What you will do:
The count of lines with the string "feat" in the material is all that should be returned.

----- Provided entries -----

PR #10492, opened 2019-03-02
feat(types): handle Numbers passed as Objects

### LINKED ISSUE #10491: User defined number types not serialized properly
## What are you doing?
```js
  age: Sequelize.BIGINT
});

const age = BigInt(Number.MAX_SAFE_INTEGER).add(Number.MAX_SAFE_INTEGER);

  return User.create({age});
}).then(user => {
  expect(BigInt(user.age).toString()).to.equal(age.toString());
  return User.findAll({
    where: {age}
  });
}).then(users => {
  expect(users).to.have.lengthOf(1);
  expect(BigInt(users[0].age).toString()).to.equal(age.toString());
});
```

Sequelize serializes the [BigInt](https://developer.mozilla.org/en-US/docs/Web/JavaScript/Reference/Global_Objects/BigInt) as a string and generates valid SQL.

`SequelizeDatabaseError: invalid input syntax for integer: ""18014398509481982""`

__Dialect:__ any (but tested on PG)
__Dialect version:__ any
__Database version:__ any
__Sequelize version:__ master

gabegorelick:
This adds support for Number types that aren't represented as actual Javascript Number instances. For example, [BigInt](https://developer.mozilla.org/en-US/docs/Web/JavaScript/Reference/Global_Objects/BigInt) (new in Node 10), [Decimal.js](https://github.com/MikeMcl/decimal.js/), etc. Anything with a `.toString` should work.

Fixes #10491

### Pull Request check-list

### Description of change

Fixes #10491

### DIFF
--- a/package.json
+++ b/package.json
@@ -53,6 +53,7 @@
     "@types/bluebird": "^3.5.26",
     "@types/node": "^10.12.27",
     "@types/validator": "^10.9.0",
+    "big-integer": "^1.6.42",
     "chai": "^4.x",
     "chai-as-promised": "^7.x",
     "chai-datetime": "^1.x",
--- a/.eslintrc.json
+++ b/.eslintrc.json
@@ -32,6 +32,7 @@
     "new-cap": [
       "error",
       {
+        "capIsNewExceptionPattern": "^BigInt",
         "properties": false
       }
     ],
--- a/lib/data-types.js
+++ b/lib/data-types.js
@@ -214,6 +214,17 @@ NUMBER.prototype.validate = function(value) {
 
   return true;
 };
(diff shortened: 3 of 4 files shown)


package.json
```diff
@@ -53,6 +53,7 @@
     "@types/bluebird": "^3.5.26",
     "@types/node": "^10.12.27",
     "@types/validator": "^10.9.0",
+    "big-integer": "^1.6.42",
```
gabegorelick: Shim for BigInt, which is new in Node 10. See https://developer.mozilla.org/en-US/docs/Web/JavaScript/Reference/Global_Objects/BigInt.

PR #10495, opened 2019-03-02
chore(data-types): move to classes

SimonSchick:
### Pull Request check-list

### Description of change

- Moves all datatypes to be classes while retaining 100% backwards compatibility.
 - No more prototype madness
 - Removed lots of duplicate code
 - Code is *much* cleaner.

Remaining:
 - There are 4 questions:
   - Why does postgres alter base types?
   - Should there be an intermediate class for floating point data types to avoid more prototype patching?
   - The compatibility layer uses a `Proxy` which isn't necessarily very performant but should have no real impact on performance.
   - Should `inferNew` be exposed (as in the new docs)?


SimonSchick:
Arg, latest change caused a circular dependency, fixing..

SimonSchick:
@sushantdhiman I cannot repro these errors about `toString` not being generic, no idea what's going on here...

SimonSchick:
@sushantdhiman works now

SimonSchick:
Please note there is a single potentially 'breaking' change:
`DataType.toString() // static call` will now yield the name of the DataType rather than the class definition, this seems to be a technical limitation of `Proxy`, I hope that's ok.

SimonSchick:
boop

SimonSchick:
Hey @sushantdhiman since you are around, I'd love to get some feedback on this :)

lib/dialects/postgres/data-types.js
```diff
@@ -538,13 +451,7 @@ module.exports = BaseTypes => {
...
   };
 
-  RANGE.prototype.toSql = function toSql() {
-    return BaseTypes.RANGE.types.postgres.subtypes[this._subtype.toLowerCase()];
-  };
-  RANGE.prototype.toCastType = function toCastType() {
-    return BaseTypes.RANGE.types.postgres.castTypes[this._subtype.toLowerCase()];
-  };
-
+  // TODO: Why are base types being manipulated??
```
janmeier: I think it kind of derives from the fact that basetypes.ARRAY is also the postgres.ARRAY type (since only postgres uses the array type) (yes, you could make the same argument about range and hstore, which are doing it the right way :D)

There really should be a specialized postgres.ARRAY type, so it works the same as it does for every other type

SimonSchick: Fixed that!

lib/data-types.js
```diff
@@ -393,30 +352,25 @@ DOUBLE.prototype.key = DOUBLE.key = 'DOUBLE PRECISION';
...
+      throw new sequelizeErrors.ValidationError(util.format('%j is not a valid decimal', value));
+    }
+    return true;
+  }
+}
 
-  return true;
-};
-
+// TODO: Create intermediate class
```
janmeier: :+1:

SimonSchick:
@janmeier Not going to do the `ARRAY` and number base class thing for now as that's a rabbit hole I am *not* willing to dive into any further at this moment.

If you are interested in poking it see my branch `chore/array-to-class` in my fork.

Please approve this PR as is.

lib/utils.js
```diff
@@ -11,6 +11,8 @@ const operatorsArray = _.values(operators);
 
 let inflection = require('inflection');
 
+exports.implicitNew = require('./utils/implicitNew');
```
sushantdhiman: There is a method `classToInvokable` in these utils, which is same as `implicitNew`. Either use that old method or get rid of  `classToInvokable` so we only use one common method

sushantdhiman:
There are some unrelated changes in this PR, please rebase with master

PR #10522, opened 2019-03-08
feat(sqlite/query-generator): support restart identity in SQLite

SavageCore:
### Pull Request check-list

### Description of change

Follow-up to #5356 adding support for SQLite.

`npm run test-sqlite` passes and I also tested the generated SQL against my DB

I believe current docs suffice?

### DIFF
--- a/lib/dialects/sqlite/query-generator.js
+++ b/lib/dialects/sqlite/query-generator.js
@@ -260,7 +260,7 @@ class SQLiteQueryGenerator extends MySqlQueryGenerator {
   truncateTableQuery(tableName, options = {}) {
     return [
       `DELETE FROM ${this.quoteTable(tableName)}`,
-      options.restartIdentity ? `; DELETE FROM \`sqlite_sequence\` WHERE \`name\` = '${tableName.schema}.${tableName.table}';` : ''
+      options.restartIdentity ? `; DELETE FROM ${this.quoteTable('sqlite_sequence')} WHERE ${this.quoteIdentifier('name')} = '${tableName.schema}.${tableName.table}';` : ''
     ].join('');
   }
 
--- a/lib/dialects/sqlite/query-generator.js
+++ b/lib/dialects/sqlite/query-generator.js
@@ -257,8 +257,11 @@ class SQLiteQueryGenerator extends MySqlQueryGenerator {
     return { query, bind };
   }
 
-  truncateTableQuery(tableName) {
-    return `DELETE FROM ${this.quoteTable(tableName)}`;
+  truncateTableQuery(tableName, options = {}) {
+    return [
+      `DELETE FROM ${this.quoteTable(tableName)}`,
+      options.restartIdentity ? `; DELETE FROM \`sqlite_sequence\` WHERE \`name\` = '${tableName.schema}.${tableName.table}';` : ''
+    ].join('');
   }
 
   deleteQuery(tableName, where, options = {}, model) {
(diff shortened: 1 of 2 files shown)


lib/dialects/sqlite/query-generator.js
```diff
@@ -257,8 +257,11 @@ class SQLiteQueryGenerator extends MySqlQueryGenerator {
     return { query, bind };
   }
 
-  truncateTableQuery(tableName) {
-    return `DELETE FROM ${this.quoteTable(tableName)}`;
+  truncateTableQuery(tableName, options = {}) {
+    return [
+      `DELETE FROM ${this.quoteTable(tableName)}`,
+      options.restartIdentity ? `; DELETE FROM \`sqlite_sequence\` WHERE \`name\` = '${tableName.schema}.${tableName.table}';` : ''
```
sushantdhiman: `this.quoteTable` for `sqlite_sequence`, `this.quoteIdentifier` for `name`

sushantdhiman: `'${tableName.schema}.${tableName.table}'` should be replaced with `this.quoteTable(tableName)`

SavageCore: I tried with quoteTable and it used backticks which wasn't valid, must be single inverted comma?

sushantdhiman: Isn't delete from statement using same `quoteTable`, that works.

SavageCore: From my testing it seemed that 

```
DELETE FROM `table`; DELETE FROM `sqlite_sequence` WHERE `name` = 'table'
```

Works but

```
DELETE FROM `table`; DELETE FROM `sqlite_sequence` WHERE `name` = `table`
```

Returns 

```
-- At line 1:
DELETE FROM `sqlite_sequence` WHERE `name` = `table`
-- Result: no such column: table
```

sushantdhiman: Yeah that wont work as we are comparing against string `name`, you can try `'this.escape(tableName.table)'`. It is possible `tableName` is already a string, so you need to handle that as well

Do you think we need to prefix `schema` with table name? How is `sqlite_sequence` is storing table names, prefixed with schema?

SavageCore: > 
> 
> Yeah that wont work as we are comparing against string `name`, you can try `'this.escape(tableName.table)'`. It is possible `tableName` is already a string, so you need to handle that as well
> 
> Do you think we need to prefix `schema` with table name? How is `sqlite_sequence` is storing table names, prefixed with schema?

Yes, `sqlite_sequence` name is `public.test_users` in the test examples.

lib/dialects/sqlite/query-generator.js
```diff
@@ -257,8 +257,11 @@ class SQLiteQueryGenerator extends MySqlQueryGenerator {
     return { query, bind };
   }
 
-  truncateTableQuery(tableName) {
-    return `DELETE FROM ${this.quoteTable(tableName)}`;
+  truncateTableQuery(tableName, options = {}) {
+    return [
+      `DELETE FROM ${this.quoteTable(tableName)}`,
+      options.restartIdentity ? `; DELETE FROM ${this.quoteTable('sqlite_sequence')} WHERE ${this.quoteIdentifier('name')} = '${tableName.schema}.${tableName.table}';` : ''
```
sushantdhiman:
```suggestion
      options.restartIdentity ? `; DELETE FROM ${this.quoteTable('sqlite_sequence')} WHERE ${this.quoteIdentifier('name')} = '${this.escape(tableName.schema)}.${this.escape(tableName.table)}';` : ''
```

SavageCore: Oh hang on, in both my original and this suggestion we don't handle cases without schema. We need the logic from quoteTable.

sushantdhiman: You can use ```Utils.addTicks(Utils.removeTicks(this.quoteTable(table), '`'), "'");```

PR #10524, opened 2019-03-09
feat(types): add generics types for associations

Kilimangaro:
### Description of change

Added generics types (default to "typeof Model) to all associations class definitions:

- HasOne
- HasMany
- BelongsTo
- BelongsToMany

These associations can now be defined as follow

```typescript
// ...
public static associations: {
  group: BelongsTo<User, UserGroup>;
};
// ...

/**
 * userType is now a "typeof User" instead of "typeof Model" 
 */
const userType: typeof User = User.associations.group.source;
```
Also, associations methods now returns the typed associations

```typescript
/**
 * Group is now a "BelongsTo<User, UserGroup>" instead of "BelongsTo" 
 */
export const Group = User.belongsTo(UserGroup, { as: 'group', foreignKey: 'groupId' });
```


sushantdhiman:
LGTM, @SimonSchick please review

types/lib/associations/base.d.ts
```diff
@@ -1,9 +1,9 @@
 import { ColumnOptions, Model } from '../model';
 
-export abstract class Association {
+export abstract class Association<S = typeof Model, T = typeof Model> {
```
SimonSchick: Can you please add an export to `model.d.ts` that's called `ModelType = typeof Model` and use that instead?

types/lib/model.d.ts
```diff
@@ -2235,7 +2235,10 @@ export abstract class Model<T = any, T2 = any> extends Hooks {
    * @param target The model that will be associated with hasOne relationship
    * @param options Options for the association
    */
-  public static hasOne(target: typeof Model, options?: HasOneOptions): HasOne;
+  public static hasOne<M, T extends typeof Model>(
+    this: M,
```
SimonSchick: Should probably be `{ new (): M } & typeof Model` but feel free to create a generic such as `ModelCtor<M> = { new (): M } & typeof Mode` to clean this up a bit.

types/lib/model.d.ts
```diff
@@ -2300,7 +2306,10 @@ export abstract class Model<T = any, T2 = any> extends Hooks {
    * @param target The model that will be associated with hasOne relationship
    * @param options Options for the association
    */
-  public static hasMany(target: typeof Model, options?: HasManyOptions): HasMany;
+  public static hasMany<M, T extends typeof Model>(
+    this: M, 
+    target: T, options?: HasManyOptions
```
SimonSchick: Nit: Please be consistent about newlines

types/lib/associations/base.d.ts
Kilimangaro: done

types/lib/model.d.ts
Kilimangaro: Added  export type "ModelCtor"

types/lib/model.d.ts
Kilimangaro: done.

It could be nice to have some prettier config

types/test/models/User.ts
```diff
@@ -68,7 +71,11 @@ User.afterFind((users, options) => {
 User.addHook('beforeFind', 'test', (options: FindOptions) => {
   return undefined;
 });
+
 // associate
 // it is important to import _after_ the model above is already exported so the circular reference works.
 import { UserGroup } from './UserGroup';
 export const Group = User.belongsTo(UserGroup, { as: 'group', foreignKey: 'groupId' });
+
+// const userType: ModelCtor<User> = User.associations.group.source;
```
sushantdhiman: Why are these lines commented?

Kilimangaro: my mistake... fixed that in last commit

-----

Response to this exercise:
3